I have a feeling they will crack it even though it is shovelware, just on principle.


----------



## Hero-Link (Mar 3, 2011)

To everyone that plays this game:

Don't forget to use the rubber!



i mean protection.... for the wiimote of course!


----------



## stanleyopar2000 (Mar 3, 2011)

holy shit. 

my girlfriend and I MUST play this! XD


----------



## Killtucky (Mar 3, 2011)

I have the same prob any thoughts when this will be cracked


----------



## chicken11 (Mar 3, 2011)

works ok with out any freezes or any problems at all using disc,i am loading it using disc channel,i think game is over hyped


----------



## chicken11 (Mar 3, 2011)

just tried using usb loading via wii flow and yes it does freeze after i have chosen a profile and click play,it works with out a problem using disc so its a usb problem


----------



## cobleman (Mar 3, 2011)

Seems to be playing fine on Uneek + Di no freeze's yet


----------



## stanleyopar2000 (Mar 3, 2011)

how about WiiFlow? 
	

	
	
		
		

		
			





Never has failed me.


----------



## ManFranceGermany (Mar 3, 2011)

works with wiikey II and WODE.

Game is


----------



## Hielkenator (Mar 3, 2011)

USB loading this game is'nt possible ( yet )


----------



## bazamuffin (Mar 4, 2011)

cobleman said:
			
		

> Seems to be playing fine on Uneek + Di no freeze's yet



Via JoYflow or Disc Channel?


----------



## cobleman (Mar 4, 2011)

bazamuffin said:
			
		

> cobleman said:
> 
> 
> 
> ...


Disc Channel!


----------



## bazamuffin (Mar 4, 2011)

cobleman said:
			
		

> bazamuffin said:
> 
> 
> 
> ...



Cool, will give it a rasp at some point.  Don't want to extract the game if its gonna be a pointless excercise


----------



## yoitsme (Mar 4, 2011)

How exactly did you get it to work? I'm using rev 21, lastest neogamma, use disk loading and it still freezes when I pick a mode. it goes to the loading screen and gets stuck there.


----------



## cobleman (Mar 4, 2011)

yoitsme said:
			
		

> How exactly did you get it to work? I'm using rev 21, lastest neogamma, use disk loading and it still freezes when I pick a mode. it goes to the loading screen and gets stuck there.


Uneek + Di!
Use Modmii for windows and set it up on a Fat32 External HDD. You will need Bootmii installed as Boot2 or IOS to run it


----------



## GeekyGuy (Mar 4, 2011)

In spite of the racy ad for this game, the screenshots of actual gameplay suggest that this game is a dog with fleas.


----------



## Gullwing (Mar 4, 2011)

Lightning said:
			
		

> blegh this game is rather boring. I tried it and yeah I am not impressed since its much better playinbg for real with my boyfriend ya know.

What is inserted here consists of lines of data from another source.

Issue #1550, opened 2026-04-25
EPIC: a1/1 fix — 17 issues blocking automatic pipeline pass + gpt-5.5 writer A/B


krisztiankoos:
## Why this exists

Tonight (2026-04-24/25) the convergence-loop fix #1545 merged successfully and the infrastructure is proven. But a1/1 still terminal-failed because the surrounding pipeline has 17 distinct bugs/conflicts that prevent the module from passing review even with the convergence fix in place.

User explicit: **no rerun until ALL 17 problems fixed.** Manual content patches do not count. The pipeline must produce passing modules unaided.

Full handoff doc: [`docs/session-state/2026-04-25-a1-1-fix-comprehensive-handoff.md`](https://github.com/learn-ukrainian/learn-ukrainian.github.io/blob/main/docs/session-state/2026-04-25-a1-1-fix-comprehensive-handoff.md)

### A. Pipeline / prompt bugs
- [ ] **A1** INLINE_MIN/MAX hardcoded — prose has 8 markers but prompt says max 6 (impossible math)
- [ ] **A2** Configs treated as MAX, but CLAUDE.md says they're MIN (project-wide sweep needed)
- [ ] **A3** Forbidden vs Recommended type list conflicts in `v6-activities.md`: `translate`, `error-correction`, `unjumble` get conflicting signals
- [ ] **A4** `{TYPE_DIVERSITY}` placeholder degrades to literal `0`, producing "MUST use at least 0 distinct activity types"
- [ ] **A5** Plan vocabulary doesn't include 33 letters or their key_words → letter-grid items fail grounding
- [ ] **A6** Seminar types (~80 lines) included in non-seminar prompts (pure distraction)
- [ ] **A7** Topic-specific patterns reference textbook §s the writer can't access (lines 538–630 of activity prompt)
- [ ] **A8** `exercise_quality` plan_revision_request triggered by activity ORDER not matching `activity_obligations` — should be set-membership, not order-strict

### B. Reviewer calibration (USER POINT — A1 M1-M3 special case)
- [ ] **B1** Dialogue dim has no awareness that A1 M1-M3 modules CAN'T have rich dialogue. Beginners haven't learned enough Ukrainian. Reviewer over-strictness, not content failure. **Fix**: per-module pedagogical context injection into reviewer prompts.

### C. Content issues (writer-prompt fixes)
[...]

PR #1556, opened 2026-04-25
fix(activities): resolve prompt contradictions + plan vocab coverage (#1550 U3)

krisztiankoos:
Refs #1550

- Reconciles activity prompt count/type instructions: inline count now derives from marker count, type diversity renders as a positive floor, and the checklist no longer permits self-defeating zero diversity.
- Adds required-vocab coverage, strict grounding, and letter-module exception blocks to the activity prompt.
- Guards seminar activity type reference so non-seminar prompts do not render the seminar-type block.
- Adds activity pre-validation before review for grounding and required vocabulary coverage, with one regeneration/repair retry before failing.
- Raises A1 audit min_types_unique to 4, matching the prompt floor needed by letter modules.
- Adds a config invariant test for forbidden vs allowed/priority activity type lists.
- Updates a1/1 with letter_module: true, bumps the plan version, records #1550 in plan_fixes, and adds all 33 Ukrainian letters with key_word examples.

Notes:
- The stale handoff items about hardcoded seminar lists and textbook § patterns were not present in the 352-line prompt; the PR only guards the actual seminar type reference.
- The brief's later constraints said not to touch a1/2 or a1/3, so this PR only changes a1/1.


krisztiankoos:
Fix-up pushed in a21033d068.

Summary:
- step_activity_pre_validate now skips cleanly when the activities artifact has no V6 activity items: list-shaped degraded artifacts, absent or empty YAML, or dicts with empty inline/workbook sections.
- Dict-shaped activities with actual items still run through verify_exercises; success-path behavior is unchanged.
- The skip writes an activity-pre-validation.json payload with reason: no activities to validate, and logs the skip.

Verification:
- PASS: /Users/krisztiankoos/projects/learn-ukrainian/.venv/bin/pytest tests/test_v6_build_events.py -v -k "skipped_optional or degraded"
- PASS: /Users/krisztiankoos/projects/learn-ukrainian/.venv/bin/ruff check scripts/build/ tests/
- Full pytest was attempted locally; it is not green in this worktree because broader tests depend on missing local resources like the worktree-local .venv/bin/python, data/vesum.db, embed-venv/bin/python, and wiki/source DB tables, plus existing unrelated suite expectation failures. The three PR #1556 regressions pass.

PR #1646, opened 2026-05-02
fix(v7_build): render authoring activity schema in writer prompt

krisztiankoos:
## Summary
- Render writer-facing activity schema from authoring fields consumed by scripts/yaml_activities.py instead of React component props.
- Clarify the v7 writer prompt so quiz/select/translate use items, not questions.
- Add regression coverage for rejecting quiz.questions and for prompt schema rendering.

## Verification
- .venv/bin/pytest tests/build/ -x
- .venv/bin/ruff check scripts/build/
- pre-commit: ruff + affected tests
- Real M20 rerun passed the writer phase; next blocker is downstream python_qg plan_sections after ADR-008 correction.

## Review
- Gemini cross-review: no blockers, verdict [AGREE].

Generated M20 artifacts were cleaned and are not included.

### DIFF
--- a/scripts/build/linear_pipeline.py
+++ b/scripts/build/linear_pipeline.py
@@ -691,94 +691,38 @@ def writer_context(plan: Mapping[str, Any], plan_content: str, knowledge_packet:
     }
 
 
-# Multi-line TSDoc comments embedded in raw type strings would leak into the
-# rendered writer prompt verbatim — `odd-one-out`'s `items` field, for example,
-# carries `{ /** * @schemaDescription Words... */ words: string[]; ... }[]`.
-# That burns tokens and confuses the writer with TypeScript syntax. Strip them
-# before rendering. Generator-side fix tracked in #1604.
-_TSDOC_BLOCK_RE = re.compile(r"/\*\*.*?\*/", re.DOTALL)
-
-
-def _strip_tsdoc(raw_type: str) -> str:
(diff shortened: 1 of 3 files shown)


krisztiankoos:
Gemini review requested by Codex/user; Claude was not used.

Verdict: [APPROVE]

Gemini summary:
- PR #1646 correctly fixes the v7 writer failure by exposing the authoring field whitelist instead of React component props.
- The fix addresses the quiz.questions vs quiz.items mismatch at the prompt/schema layer without weakening the strict parser.
- Prompt directives and regression tests are appropriate for preventing recurrence.

Findings:
1. Nit: _strip_tsdoc / _TSDOC_BLOCK_RE became dead code after moving away from lesson-schema TypeScript prop rendering. Addressed in amended commit ed4b923618 by removing the helper and obsolete test.
2. Minor follow-up: the new compact authoring schema no longer includes nested item field descriptions. This is non-blocking for M20, but a future improvement should enrich the authoring schema with nested item signatures so writers get guidance for item shapes such as match-up.left/right and true-false.statement/correct.

Local verification after addressing the nit:
- .venv/bin/python -m pytest tests/build/test_linear_pipeline.py -q: 73 passed
- .venv/bin/ruff check scripts/build/linear_pipeline.py tests/build/test_linear_pipeline.py: passed
- pre-commit on amended commit: passed

PR #1647, opened 2026-05-03
ci: scope workflow token permissions for CodeQL alerts

krisztiankoos:
## Summary
- Add explicit workflow-level permissions: contents read to CI, YAML validation, and rules deployment workflows.
- Add job-level actions write only for jobs that use dependency caching or upload artifacts.
- Addresses the low-risk CodeQL actions/missing-workflow-permissions alert slice in .github/workflows/ci.yml, .github/workflows/validate-yaml.yml, and .github/workflows/rules-deployment-check.yml.

## Verification
- .venv/bin/python YAML parse/assert check for the three touched workflows.
- git diff --check for the touched workflow files.
- Gemini review initially requested changes because cache/artifact jobs need actions scope; amended commit c21bb8ac1a adds job-level actions write only for those jobs.

## Notes
- Secret scanning API still reports secret scanning is disabled on this repository as of this check; I will retry after GitHub propagates the setting.
- This PR intentionally does not attempt to fix the remaining Python/JS CodeQL alerts; those need separate scoped PRs.

### DIFF
--- a/.github/workflows/ci.yml
+++ b/.github/workflows/ci.yml
@@ -1,5 +1,8 @@
 name: CI
 
+permissions:
+  contents: read
+
 on:
   push:
     paths:
@@ -239,6 +242,9 @@ jobs:
   lesson-schema-drift:
     name: Lesson Schema Drift
     runs-on: ubuntu-latest
+    permissions:
+      contents: read
+      actions: write
     needs: changes
     if: needs.changes.outputs.code == 'true'
     steps:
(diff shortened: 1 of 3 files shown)


krisztiankoos:
Gemini re-review requested by Codex/user; Claude was not used.

Verdict: [APPROVE]

Gemini previously flagged that contents-read-only could break cache/artifact jobs. The amended commit c21bb8ac1a keeps a restrictive top-level contents: read default and adds job-level actions: write only where caching or artifact upload is used.

Gemini confirmed the blocker is resolved and the PR now follows least privilege while preserving CI stability.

Ur 15, male and have a boyfriend?


----------



## Deleted User (Mar 4, 2011)

You see, I didn't dare.


----------



## bazamuffin (Mar 4, 2011)

Mojowijo "accessory" anyone?

Source


----------



## yoitsme (Mar 6, 2011)

cobleman said:
			
		

> yoitsme said:
> 
> 
> 
> ...



Ahh thank you! I tried it and it works. The game is actually fun to play with a group of people it definitely was made for adults in mind.


----------



## CwTCwT (Mar 6, 2011)

anyone get this working on a NTSC Wii using CFG loader off USB?  if so can you please post the settings you used, it loads for me just that its in black and white, and the screen shakes a little


----------



## IxthusTiger (Mar 6, 2011)

CwTCwT said:
			
		

> anyone get this working on a NTSC Wii using CFG loader off USB?  if so can you please post the settings you used, it loads for me just that its in black and white, and the screen shakes a little



That's PAL. Change the video settings to System Default or Force NTSC.


----------



## rika_chou (Mar 7, 2011)

I'm kind of surprised they didn't name this "Wii Dare".


----------



## Chinman (Mar 7, 2011)

thats because its not made by nintendo


----------



## Narayan (Mar 7, 2011)

bazamuffin said:
			
		

> Mojowijo "accessory" anyone?
> 
> Source








 someone makes this kinds of games? and you just need the remote and pc.


----------



## marc_max (Mar 7, 2011)

For those that are interested... I read somewhere that this game is compatible with my Mighty Loader. Don't ask me why.
You can download it from my website.


----------



## chicken11 (Mar 7, 2011)

i can confirm,game works ok using disc, wont work using wii flow but works ok using mighty channel loader


----------



## Schlupi (Mar 7, 2011)

Gullwing said:
			
		

> Lightning said:
> 
> 
> 
> ...



WHAT OF IT? Don't be bashin'. Gays ain't do ya wrong.

Also, consider that Lightning MAY not even be MALE. I can easily change myself to female in the internet anytime.


----------



## Chinman (Mar 7, 2011)

can confirm this works on mighty loader (couldnt even get this to work on the disc channel, wiikey 4.2e)


----------



## xfcrowman (Mar 7, 2011)

Chinman said:
			
		

> can confirm this works on mighty loader (couldnt even get this to work on the disc channel, wiikey 4.2e)



Interesting - I guess this suggests that the problem with we dare is not due to cIOS, and thus should be an easier problem to fix.

Which cIOS did you use to run the game?


----------



## Chinman (Mar 7, 2011)

mighty loader isnt as user friendly as gx or configurable so cant seem to see what cios it uses as default, but i have these 2 cios installed: cIOS Installer Xr21 and hermes cIOS Installer 5.1

disc channel and all other usb loaders using 249 (222/223/225/250 black screen only) i get all the way up choosing avatar and game type and then it freezes. i reckon the other usb loaders just need an update and as for the disc channel, my wiikey is one of the first modchips and probably outdated and cant handle this protection without a firmware update

ps. really crap game, dont lose too much sleep over it

oh yeah, this game also works via the dolphin pc emulator too. hope that helps


----------



## WiiUBricker (Mar 8, 2011)

Lightning said:
			
		

> Fuuu bad news, my boyfriend says he has this game and he wants me to come over to his house... Damn this is shovelware...


You play this (as male) with your boyfriend?


----------



## arogance1 (Mar 10, 2011)

Hmmmm, looks like I'll delete it from my HDD and move onto something else instead of trying to get working


----------



## BillnTed (Mar 11, 2011)

Aaaaaand pulled from release in the U.K. - article on uk.wii.ign.com.
No doubt due to Daily Mail-style outrage ("won't somebody think of the kids!"), but having played it, it's lame-o so no tears here. Cue "they didn't dare" jokes...


----------